What you need to do. The complete data, repeated exactly, should form your response.

Data below.
PR #11140, opened 2023-07-16
Fix #10983: [AdminPort] Correct order of messages

### LINKED ISSUE #10983: [Bug]: Openttd's admin port sends Update event first after creation of the company if it posses the same ID as deleted company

Response to this exercise.
PR #11140, opened 2023-07-16
Fix #10983: [AdminPort] Correct order of messages

### LINKED ISSUE #10983: [Bug]: Openttd's admin port sends Update event first after creation of the company if it posses the same ID as deleted company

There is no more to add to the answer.